# 1.0 Data Ingestion and Initial Exploration 

## 📑 Notebook Overview

This notebook performs an **initial exploration of raw emoji sentiment datasets** to guide data cleaning and preprocessing.  

**Objectives:**
- Ingest and inspect raw data files.  
- Identify structural issues (column naming, duplicates, emoji handling).  
- Document findings to inform a data processing script (`dataset.py`).  


### Section 1: Setup and Imports
This notebook is the first investigative pass at the raw data files
to understand their structure and identify any initial issues.


In [None]:
# Code for Setup and Imports

import sys
from pathlib import Path
import pandas as pd
from loguru import logger

# Find the project's root by searching for a known file (like config.py)
current_path = Path().resolve()
project_root = None
for parent in current_path.parents:
    if (parent / 'emoji_sentiment_analysis' / 'config.py').exists():
        project_root = parent
        break
        
if project_root is None:
    raise FileNotFoundError("Could not find the project root. Make sure you are inside the repository.")
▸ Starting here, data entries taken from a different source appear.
PR #1633, opened 2024-10-07
Ensure the NativeAssetsBuildRunner.link() produces a BuildResult with all assets

mkustermann:
Before this change a bundling tool would

  * call `buildResult = nativeAssetsBuildRunner.build(...)`
  * call `linkResult = nativeAssetsBuildRunner.link(buildResult: buildResult, ...)
  * get all assets via `allAssets = [...buildResult.assets, ...linkResult.assets]`

=> This PR makes the `link()` command produce a `LinkResult` containing
   all assets of the final application.

=> One could view this as the assets from `build()` without a linker to go to
   a default linker that just emits all of it's inputs.

=> This allows the `link()` step to also perform the application-wide
   validation steps (not just over all linker outputs but across build &
   link outputs)

Bundling tools now only have to deal with
  * `buildResult` in JIT mode (where linking is not enabled)
  * `linkResult` in AOT mode (where linking is enabled)

Instead of dealing with both `buildResult` and `linkResult` in AOT mode.

(In some sense one actually would prefer a `NativeAssetsBuilder.build` and
`NativeAssetsBuilder.buildAndLink` instead of the current API that exposes the
intermediary result from `build(linkingEnabled: true)` just to be explicitly
passed on to `link` later on)

### DIFF
--- a/pkgs/native_assets_builder/CHANGELOG.md
+++ b/pkgs/native_assets_builder/CHANGELOG.md
@@ -14,6 +14,13 @@
 - **Breaking change**: Remove asset-type specific logic from `package:native_assets_builder`.
   Bundling tools have to now supply `supportedAssetTypes` and corresponding
   validation routines.
+- **Breaking change**: The `NativeAssetsBuildRunner.link()` command will now
+  produce a `LinkResult` containing all assets for the application (not just
+  those that happened to have a linker). This removes the need for a bundling
+  tool to combine parts of `BuildResult` and `LinkResult` and possibly checking
+  consistency of the sum of those parts. Effectively this means: Any asset that
+  doesn't have an explicit linker will get a NOP linker that emits as outputs
+  it's inputs.
 
 ## 0.8.3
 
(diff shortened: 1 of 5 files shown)


mkustermann:
Will update the tests & changelog

dcharkes:
> (In some sense one actually would prefer a `NativeAssetsBuilder.build` and
> `NativeAssetsBuilder.buildAndLink` instead of the current API that exposes the
> intermediary result from `build(linkingEnabled: true)` just to be explicitly
> passed on to `link` later on)

Now that we don't actually run the build step before kernel compilation of the Dart code in any of the embedders (after I made kernel concatenation work for both JIT/AOT), we could actually do that. 👍

dcharkes (approved):

mkustermann:
> Now that we don't actually run the build step before kernel compilation of the Dart code in any of the embedders (after I made kernel concatenation work for both JIT/AOT), we could actually do that. 👍

Yes, we could make that changes. Though if we ever allowed `hook/build.dart` to output dart code that is used to run/build the dart application, then we'd need the separation.

For now I'll just keep like this to not get too much off-trail (of making the system more flexible).

mkustermann:
Thanks, @dcharkes !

# Add the project's root directory to the Python path
if str(project_root) not in sys.path:
    sys.path.insert(0, str(project_root))

# Now, import the config module from the project root
sys.path.append(str(project_root / 'emoji_sentiment_analysis'))
import config

# Access variables via the imported module
RAW_DATA_DIR = config.RAW_DATA_DIR
TEXT_COL = config.TEXT_COL
TARGET_COL = config.TARGET_COL



### Section 2: A Reusable Function for Data Inspection
Let's create a function to avoid repeating the same code for each dataset.



In [None]:
# Code for the Function

def inspect_dataset(file_path: Path):
    """
    Loads a CSV file and prints its head and info.
    """
    logger.info(f"Loading and inspecting {file_path.name}...")
    try:
        df = pd.read_csv(file_path)
        
        # Display the first few rows to see the content and column names
        print(f"\n--- First 5 rows of {file_path.name} ---")
        print(df.head())
        
        # Display information about the DataFrame (columns, non-null counts, data types)
        print(f"\n--- DataFrame Info for {file_path.name} ---")
        df.info()
        
        return df
    
    except FileNotFoundError:
        logger.error(f"File not found: {file_path}")
        return None
    except Exception as e:
        logger.error(f"An error occurred while loading {file_path.name}: {e}")
        return None



### Section 3: Load and Inspect All Raw Datasets
Now, let's use the function to load and inspect both datasets.



In [None]:
# Code to Inspect the First Dataset

df1 = inspect_dataset(RAW_DATA_DIR / "1k_data_emoji_tweets_senti_posneg.csv")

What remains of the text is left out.